◆ **Exercise prompt**
Copy each line from the listing below where the word "previous" shows up.

◆ **Input material**
####################

Issue #494, opened 2022-05-10
Allow saving and editing neighborhood images


ddohler:
- There are relatively few of them, so they could be saved directly to the DB. We could also potentially save them to S3
- Users should be able to upload new images and (potentially) adjust cropping.
- We have examples of similar functionality on Cicero and on GoPhillyGo.
- Adjust the frontend so that it utilizes the new fields for neighorhood display. This may involve creating new endpoints or altering existing ones.

Once this is finished we can delete the [`neighborhood_bounds.json` and `neighborhoods.json` files](https://github.com/azavea/echo-locator/tree/develop/src/frontend/src/data).

PR #538, opened 2022-05-31
Add neighborhood models and import script

### LINKED ISSUE #492: Import neighborhood_bounds.json and neighborhoods.json into Django models
- Create models in Django matching the data fields available in neighborhood_bounds.json and neighborhoods.json
- Write a management command that populates the models using the existing GeoJSON data files.
- The models should be editable on the admin (by administrators but not counselors).
- Don't worry about neighborhood images for the time being

ddohler:
## Overview

Adds models to store neighborhood information and an import script to populate them from `neighborhoods.json` and `neighborhood_bounds.json`. Photos are not handled yet (#494). Also switches maps on the backend to use OSM rather than satellite basemaps.

### Checklist

### Demo

Screen Shot 2022-05-31 at 08 27 36
Screen Shot 2022-05-31 at 08 27 26
Screen Shot 2022-05-31 at 08 27 09

### Notes

- I chose not to do much error-handling in the import script because while the neighborhood data is ultimately human-generated, it passes through a number of scripts in order to be turned into the JSON files that the import script consumes, so those should catch most errors and leave the data in a pretty good state by the time it reaches this import script.
- The script is designed to update existing zipcodes if they exist because BHA has said that in the future, they would like to carry out data updates once per year. This also makes error correction easier because the script can be re-run multiple times and will update existing neighborhoods and/or create new ones, as needed.

## Testing Instructions

 * Run `./scripts/update` to run migrations, and then `./scripts/server`.
 * Navigate to `localhost:8085/admin/` and log in.
 * Edit a user profile and confirm that the basemap is OSM streets rather than a satellite view.
 * Run `AWS_PROFILE=echo-locator ./scripts/manage import_neighborhood_bounds s3://echolocator-production-data-us-east-1/neighborhoods.json s3://echolocator-production-data-us-east-1/neighborhood_bounds.json` (the files have already been uploaded to S3). Confirm that it runs without errors and reports that all Neighborhoods were newly created.
 * Run the script again and confirm that it reports that neighborhoods were updated.
 * Spot-check some neighborhoods using the Django Admin (and maybe geojson.io) and confirm that the values, polygon, and centroid match the values from the GeoJSON.

Resolves #492


ktohalloran (approved):
Looks great! I also double checked that the addition of a new table didn't somehow throw off the `pk`s of the permissions given to Counselors in `group_permissions.json` just to make sure, which also looked good. This did inspire one possibly tangential question, though&#8212;we currently have user's favorites stored as an array of zipcodes&#8212;is there any benefit to changing that to use the `pk`s of neighborhoods now that we have this model?

rachelekm (approved):
Looks great and works as expected! The new basemaps helped me notice that if I add a new `Destination` to a `UserProfile` via the admin the location point doesn't actually update from the default. It's happening on the `develop` branch as well/seems unrelated to this PR, so I opened issue #540 for it.

ddohler:
> This did inspire one possibly tangential question, though—we currently have user's favorites stored as an array of zipcodes—is there any benefit to changing that to use the pks of neighborhoods now that we have this model?

Good question! I thought about something similar when I was setting this up, in the sense that zipcodes are required to be unique, so we could use zipcodes as the PK directly and not have a separate `id` column for the PK. I eventually decided against it because these zipcodes will be updated relatively frequently (at least once per year) and one thing that often happens in those types of cases is that we get asked to enable the client to make edits that don't "go live" immediately. If that happened then we'd probably need to have multiple `Neighborhood` objects with the same zipcode, and it'd be a lot easier to relax the unique restriction on `zipcode` and carry on using the `id` column for the PK than to switch over to a new column for the PK if we were using `zipcode` for that purpose.

Relatedly I noticed that Django seems to have decided to use an integer-ified version of the zipcode for its PKs rather than a sequential ID starting at 1 as it might otherwise do: if you look at the PKs you'll see that they all match the zipcodes, but with leading zeroes stripped. That seemed strange, and while I'm not sure whether that's an artifact of the import process or something that Django decided to do internally, it also didn't seem to be obviously harmful, so I decided to leave it as-is. If we ever do get asked to enable "unpublished" changes to Neighborhoods then we can address the issue at that point.

But by the same token, I think we do want to continue to store favorites as zipcodes, at least until something pushes us in a different direction. Both it and `id` are required to be unique, so there shouldn't be a difference in lookup cost for the time being, and if we ever do end up in a world where we can have published and unpublished Neighborhoods that share the same zipcode, favorites will continue to work as-is if they use zipcodes but we'd need to migrate the references every time we published a new `Neighborhood` if we were using `id` for the favorites.

PR #539, opened 2022-05-31
Fix final bugs in signup / login flow

### LINKED ISSUE #529: Get signup / login fully working in staging

ktohalloran:
## Overview

This PR addresses the final issues that were preventing staging's login and signup flow from working, namely fixing the following issues:
* Magic link emails were always being sent with a "http" protocol, which resulted in broken links when clicked
* Any edits made to a user's profile were erased if they edited a destination, particularly during user sign up
* Destinations changed or added were not being restored to their previous state if users clicked "cancel"

### Checklist

### Notes

This PR also included investigating 500 errors being sent by the server on attempting to sign in; this ended up being an issue with migrations not having been run on staging and resulted in issue #534. 

This PR also removes `componentWillReceiveProps` from the `EditProfile` component, as it was causing a very difficult to debug disconnect between component and app state when a user would edit an address. Initially, `componentWillReceiveProps` was necessary because it was possible for the component to be handed a profile that was null; however, our new login process means profile should never be empty. This seemed to leave a potential problem if profile does end up null somehow, so I wanted to add some handling for that case. In order to replicate this, I cleared local storage in my application, assuming this was the only conceivable way a user could trigger this vulnerability; however, no matter what I did, I could never get it to result in an error, as the app would just use app state to re-populate local storage. So I haven't added any error handling for that case, as it seems incredibly difficult, if not impossible, to trigger.

## Testing Instructions

 * After checking that this branch is the active one on staging, try the sign up flow:
     * Verify you receive the sign up link
     * Verify that clicking the link takes you into the app
     * Verify that any fields you fill out prior to adding your first address save as they should and are not empty if you open edit profile again
* Now check that if you edit or add an address and then click cancel, those destinations are restored to their previous state and did not save your changes

Resolves #529

### DIFF
--- a/src/backend/echo/settings.py
+++ b/src/backend/echo/settings.py
@@ -137,6 +137,8 @@ DATABASES = {
     }
 }
 
+# Set protocol for sent links like password reset or magic links
+SECURE_PROXY_SSL_HEADER = ("HTTP_X_FORWARDED_PROTO", "https")
 
 # Password validation
 # https://docs.djangoproject.com/en/3.2/ref/settings/#auth-password-validators
--- a/src/frontend/src/components/edit-profile.js
+++ b/src/frontend/src/components/edit-profile.js
@@ -58,6 +58,9 @@ class EditProfile extends PureComponent<Props> {
     this.validDestinations = this.validDestinations.bind(this);
 
     const profile = props.userProfile;
+    // this makes a deep copy of the user's profile with which to restore all
+    // changed fields on cancel
+    this.initialProfile = JSON.parse(JSON.stringify(profile));
     this.state = this.getDefaultState(profile);
   }
 
@@ -127,6 +130,7 @@ class EditProfile extends PureComponent<Props> {
   cancel(event) {
     // Navigate back to the last page visited, discarding any changes.
     if (this.props.location.state && this.props.location.state.fromApp) {
+      this.props.setProfile(this.initialProfile);
       this.props.history.goBack();
     } else {
       // User navigated to this page directly
--- a/src/frontend/src/components/edit-profile.js
+++ b/src/frontend/src/components/edit-profile.js
@@ -61,17 +61,6 @@ class EditProfile extends PureComponent<Props> {
     this.state = this.getDefaultState(profile);
   }
 
-  componentWillReceiveProps(nextProps) {
-    // Listen for when profile to appear on props, because it is not present
-    // on initial load. Only load once by checking state.
-    if (!nextProps.isLoading && nextProps.userProfile) {
-      if (!nextProps.userProfile.destinations || !nextProps.userProfile.destinations.length) {
-        nextProps.userProfile.destinations = [Object.assign({}, firstAddress)];
-      }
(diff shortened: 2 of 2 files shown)


BryanQuigley (changes requested):
Login works fine, destinations do the right things on save/cancel.

However most other fields save on cancel.
1. Add ABC to your name.
2. Click Cancel.
3. Go Back to profile, still see ABC.

Testing with develop this doesn't happen.

ktohalloran:
Thanks for reviewing and for catching that @BryanQuigley! I had been trying to only save a copy of destinations going into a profile edit but it seems there are just too many ways for state in the component, app, and local storage to diverge. So I've changed it to just copy and then restore the entire profile on cancel. I'm not convinced that's the most elegant way to handle it, but it seems to be the one that best guarantees state stays consistent across all parts of the app.

BryanQuigley (approved):
Latest commit makes cancel work perfectly in my testing.

ddohler (approved):
Works great! I think the commits could use a little cleanup here before merging:
- I'd squash b4ada8ead962bd9fca7b111b00272518557b9d4f and c975d4b15268d27ad469b5f329c3ce7633bf6590 together (or maybe just delete b4ada8ead962bd9fca7b111b00272518557b9d4f entirely?)
- I'd turn the formatting commit (474e189fcc369fee2553def7e4dd368a6adcbadf) into fixups and then squash them down with the logical changes. You could split it but it might be easier to remove the commit, re-run `./scripts/format` and then add separate fixup commits for each file, and then rebasing with `--autosquash`.

That should leave us with just the three logical commits:
1. Changes to magic link protocol
2. Fix profile field reset when editing addresses
3. Deep copy profile for restoration when canceling.

src/backend/users/views.py
```diff
@@ -26,8 +26,12 @@ def send_login_link(request):
     user = User.objects.get(username=email)
     login_token = utils.get_query_string(user)
     host = request.get_host()
-    protocol = "https://" if request.is_secure() else "http://"
-    login_link = protocol + host + reverse("obtain_token") + login_token
+    protocol = (
```
ddohler: Not surprisingly (because Django is both broad and deep), I just discovered that Django has a built-in feature that looks like it should make this quite a bit easier: https://docs.djangoproject.com/en/4.0/ref/settings/#secure-proxy-ssl-header

It looks like we can reconfigure our `settings.py` to specify `SECURE_PROXY_SSL_HEADER = ('HTTP_X_FORWARDED_PROTO', 'https')`, and then `is_secure()` should start to work as expected again.

I noticed this because the password reset links for the Django admin are exhibiting the same issue with request protocol, and this is apparently the suggested fix, but it should work for our purposes too! Sorry for the late breaking change after approval, but I think this would be worth investigating while this is still in flight, otherwise we'll have to open a separate issue for the Admin password resets not working and possibly reverse these changes.

PR #545, opened 2022-06-07
Remove voucher number field

### LINKED ISSUE #542: Remove voucher number field
BHA has decided that it's confusing for both housing seekers and counselors. They can use other fields to figure out who a person is.

We should remove the voucher number field from both the frontend profile editing form and from the backend model.

We should _keep_ the "Do you have a voucher?" question.

aaronxsu:
## Overview

This PR:
- updates the `UserProfile` data model so that the `voucher_number` field is removed
- adds a migration as a result of the above data model change
- updates the Django backend views, serializers, and admin to remove this field
- updates the housing seeker migration script so that `voucher_number` field is removed and `has_voucher` is set to `True` for all housing seekers
- updates profile edit page on frontend so that the voucher number question is removed

### Checklist

### Notes

There is a `voucherNumber` field on frontend, which is now only used for telling if the mode is anonymous or not. Posting or updating with the field in the payload body is no-op, which is fine.

## Testing Instructions

 * `./scripts/update` and then `./scripts/server`
 * The following items are aimed to test 3 scenarios: existing user, anonymous user, and new user
 * Log in with an existing user account. Go to the profile edit page. Make sure that the voucher number question is gone if you select "Yes" to "Do you have a voucher" question. Make edits to the form field values. Open network traffic tab. Make sure form submission works. Make sure the payload and response of the `/user` endpoint look fine.
 * Log in under anonymous mode. On the profile edit page, fill out the form. Open network traffic tab. Submit the form. Make sure the payload and response of the `/user` endpoint look fine. Go to the profile edit page. Test similarly and make sure it should still work. 
 * Create a new account. In the server logs, copy the link and use it to open the app. On the profile edit page, make sure the form submit correctly. Going back to the profile edit page and editing/submitting the form should also work.
 * If you have ingested user profile from production to your local DB before, go to the Admin UI and remove those users.
 * At the root of the directory, test the following command to make sure that the housing seeker migration script still works:
```
AWS_PROFILE=<your echo profile name> ./scripts/manage migrate_housing_seeker_data -b <production profile bucket name> -p public
```

Resolves https://github.com/azavea/echo-locator/issues/542


src/backend/users/management/commands/migrate_housing_seeker_data.py
```diff
@@ -315,7 +307,7 @@ def save_user_profile(self, user, profile, key):
                 self.stdout.write("User profile to be inserted is newer, updating...\n")
                 existing_profile = UserProfile.objects.get(user=user)
                 existing_profile.full_name = f"{user.first_name} {user.last_name}"
-                existing_profile.has_voucher = has_voucher
+                existing_profile.has_voucher = True
```
ddohler, line 311: Yeah this makes sense -- it was impossible to sign up for the old system without a voucher.

ddohler (approved):
Works great!

src/backend/users/management/commands/migrate_housing_seeker_data.py
aaronxsu: Agreed!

####################

◆ **Written response**
* Destinations changed or added were not being restored to their previous state if users clicked "cancel"
* Now check that if you edit or add an address and then click cancel, those destinations are restored to their previous state and did not save your changes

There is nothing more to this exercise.